Hello everyone. I recently purchased a 96A1. I love this gun, however, I am having a really hard time finding a level 2 or 3 duty holster for it. Has anyone had any experience finding one. I have heard that a serpa auto lock holster for the glock 21 will fit this but have not had a chance to go check it out. any help would be greatly appreciated.


----------



## SMann (Dec 11, 2008)

A Blackhawk Serpa holster is an excellent and in my opinion best choice for a duty holster. They make several variations and can easily be found online. They were very popular with my fellow Marines while on deployment. They are built very well and work very well.


----------



## jssalas (Jun 30, 2011)

Yea i love the blackhawk.. problem is that they dont make one specifically for the 96A1 yet.. they said its on the production list.. so i have tried a few different ones that were made for the 92 and 96 but it wont fit the A1 .. someone said that the one made for the glock 21 would fit the A1 . but i wanted to know if anyone had any experience. with that or has found anything that will work.. i cant find anything in a level 2 or 3 that will fit the A1 .


----------



## SMann (Dec 11, 2008)

Are you planning on mounting something on the rail?


----------



## jssalas (Jun 30, 2011)

no im not going to mount anything on the rail for now...


----------



## SMann (Dec 11, 2008)

Beretta offers a few that will fit the 96A1, but it looks like none of them will accomodate anything mounted on the rail so they may work for now.
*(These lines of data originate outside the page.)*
PR #6426, opened 2019-01-24
cmd/snap-confine: refactor and cleanup of seccomp loading

zyga:
This branch contains a small refactor and cleanup of parts of the seccomp loading code.
I moved some chunks of existing code into seccomp-support-ext.c, which is using the less
annoying clang-format based indenting scheme.

### DIFF
--- a/cmd/snap-confine/seccomp-support.c
+++ b/cmd/snap-confine/seccomp-support.c
@@ -36,20 +36,7 @@
 #include "../libsnap-confine-private/string-utils.h"
 #include "../libsnap-confine-private/utils.h"
 
-#ifndef SECCOMP_FILTER_FLAG_LOG
-#define SECCOMP_FILTER_FLAG_LOG 2
-#endif
-
-#ifndef seccomp
-// prototype because we build with -Wstrict-prototypes
-int seccomp(unsigned int operation, unsigned int flags, void *args);
-
-int seccomp(unsigned int operation, unsigned int flags, void *args)
-{
-	errno = 0;
-	return syscall(__NR_seccomp, operation, flags, args);
-}
-#endif
+#include "seccomp-support-ext.h"
 
 static const char *filter_profile_dir = "/var/lib/snapd/seccomp/bpf/";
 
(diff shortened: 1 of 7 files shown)


mvo5:
Some of the failures look real, e.g. `cannot apply seccomp profile: Invalid argument` in the debian9 upgrade test.

zyga:
Indeed, sorry about this. I will solve this quickly.

zyga:
@mvo5 should be good now, void * is happy to take void ** pointer by accident and that code only happens on older kernels.

cmd/snap-confine/seccomp-support.h
```diff
@@ -18,11 +18,34 @@
...
+ * seconds may elapse before the function gives up. Unless
+ * $SNAP_CONFINE_MAX_PROFILE_WAIT environment variable dictates otherwise, the
+ * default wait time is 120 seconds.
+ *
+ * A profile may contain valid BPF program or the string "@unrestricted\n".  In
+ * the former case the profile is applied to the current process using
+ * sc_apply_seccomp_filter. In the latter case no action takes place.
+ *
+ * The return value indicates if the process uses confinement or runs under the
+ * special non-confining "@unrestricted" profile.
```
jdstrand: Nice comment! :)

cmd/snap-confine/seccomp-support.c
```diff
@@ -157,87 +144,44 @@ int sc_apply_seccomp_bpf(const char *filter_profile)
 		sleep(1);
 	}
 
+	/* TODO: replace this with descending open/openat with validation callback
+	 * that returns a path descriptor to avoid TOCTOU */
```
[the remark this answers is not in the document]
zyga: While this is true, once we validated the path we saw it correct at that point in time we could still do one step more. As we descend and validate we can keep the state (similar to how we do in snap-update-ns) and then we can pass the file descriptor to the validated entity back to the caller. This would allow us to perfectly open the thing that we checked.

I don't think there is a way to exploit this but I think it's okay to improve it at one point.

cmd/snap-confine/seccomp-support.c
```diff
@@ -36,20 +36,7 @@
 #include "../libsnap-confine-private/string-utils.h"
 #include "../libsnap-confine-private/utils.h"
 
-#ifndef SECCOMP_FILTER_FLAG_LOG
```
mvo5: Pardon my ignorance, why does this move into a new file? I mean, it seems seccomp-support.c is an appropriate place for this code. Whats the advantage of the new  `-ext.h`  file? If we rename, maybe to `-filter.h`?

zyga: It moved along with the place where it is needed.

I used a new file to avoid the crippled `intent` based formatter. New files use `clang-format` which produces much nicer output.

PR #6427, opened 2019-01-24
interfaces: add block-devices interface

jdstrand:
Some applications need access to raw disks (eg, smartctl and hdparm) or
    disks at the block level (eg, flashing tools). This interface provides
    this access. Since read access gives the snap access to all data on the
    device and write access allows changing the contents of the disk, this
    interface is considered a "super-privileged" interface since it grants
    device ownership to the snap.
    
    Tested with 'hdparm -t /dev/sda', 'smartctl --test=short /dev/sda' and
    'smartctl --all /dev/sda'.
    
    References:
    https://forum.snapcraft.io/t/request-for-classic-confinement-sas2ircu/9023
    https://forum.snapcraft.io/t/classic-confinement-review-request-for-fwup/7379
    https://forum.snapcraft.io/t/classic-confinement-request-for-the-wimlib-snap/7424

### DIFF
--- a/interfaces/builtin/block_devices.go
+++ b/interfaces/builtin/block_devices.go
@@ -1,0 +1,98 @@
+// -*- Mode: Go; indent-tabs-mode: t -*-
+
+/*
+ * Copyright (C) 2019 Canonical Ltd
+ *
+ * This program is free software: you can redistribute it and/or modify
+ * it under the terms of the GNU General Public License version 3 as
+ * published by the Free Software Foundation.
+ *
+ * This program is distributed in the hope that it will be useful,
+ * but WITHOUT ANY WARRANTY; without even the implied warranty of
+ * MERCHANTABILITY or FITNESS FOR A PARTICULAR PURPOSE.  See the
+ * GNU General Public License for more details.
+ *
+ * You should have received a copy of the GNU General Public License
+ * along with this program.  If not, see <http://www.gnu.org/licenses/>.
+ *
+ */
+
+package builtin
+
+// Only allow raw disk devices; not loop, ram, CDROM, generic SCSI, network,
+// tape, raid, etc devices or disk partitions
+const blockDevicesSummary = `allows access to disk block devices`
+
+const blockDevicesBaseDeclarationPlugs = `
+  block-devices:
+    allow-installation: false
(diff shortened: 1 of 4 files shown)


interfaces/builtin/block_devices.go
```diff
@@ -0,0 +1,98 @@
...
+const blockDevicesBaseDeclarationSlots = `
+  block-devices:
+    allow-installation:
+      slot-snap-type:
+        - core
+    deny-auto-connection: true
+`
+
+// https://www.kernel.org/doc/Documentation/admin-guide/devices.txt
+// For now, only list common devices and skip the following:
```
zyga: Good call!

interfaces/builtin/block_devices.go
```diff
@@ -0,0 +1,98 @@
...
+const blockDevicesConnectedPlugAppArmor = `
+# Description: Allow write access to raw disk block devices.
+
+@{PROC}/devices r,
+/run/udev/data/b[0-9]*:[0-9]* r,
+/sys/block/ r,
+/sys/devices/**/block/** r,
+
+# Access to raw devices, not individual partitions
+/dev/hd[a-t] rw,                         # IDE, MFM, RLL
```
zyga: It's curious that the range `a-z` is not universally used.

interfaces/builtin/block_devices.go
```diff
@@ -0,0 +1,98 @@
...
+/dev/sd{,[a-h]}[a-z] rw,                 # SCSI
+/dev/sdi[a-v] rw,                        # SCSI continued
```
zyga: Do you think this list should include `/dev/sr[[:digit:]]` as well? It's more of an optical thing but then again, it is a block device too.

interfaces/builtin/block_devices.go
```diff
@@ -0,0 +1,98 @@
...
+	`KERNEL=="mpt2ctl*"`,
+	`KERNEL=="megaraid_sas_ioctl_node"`,
+}
+
+type blockDevicesInterface struct {
+	commonInterface
+}
+
+func init() {
+	registerIface(&blockDevicesInterface{commonInterface{
```
zyga: This looks good.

If those wont do it then it looks like you're going to have to wait for the accessory market to catch up or have a custom holster made. Maybe somebody else can find something. I can't.


----------



## jssalas (Jun 30, 2011)

Well looks like im going to take the blackhawk level 3 serpa for the 92/96 and file it just a tad and it should work.. ill keep you posted for anyone that might be looking for the same thing


----------



## marrott (Jan 11, 2012)

How did that blackhawk serpa work out for you? I have a 90-two which is essentially the same build as the 96A1 and am looking for a duty holster that will work as well.


----------



## jssalas (Jun 30, 2011)

the black hawk worked out great... of course now black hawk has a level 2 duty style out for my weapon.. Now the agency I am going to does not allow blackhawk.. has to be safari land .. and they dont make one for it!!! LOL o well back to the drawing board...


----------



## Shipwreck (Jan 26, 2006)

Yes, its tough to find holsters for the 92A1/96A1 series, unfortunately.


----------



## Vrobl (Mar 10, 2012)

did you have to file it down? or did it work out of the box?


----------



## beretta_shooter (Mar 13, 2012)

I have the 96A1 and in search of a duty holster as well. I ordered the level 3 Blackhawk Duty Holster for the 96A1 with rail, but the fit was not even close. I would go with the level 2 but not convinced Blackhawk has the right fit. 

Were you able to come up with anything?


----------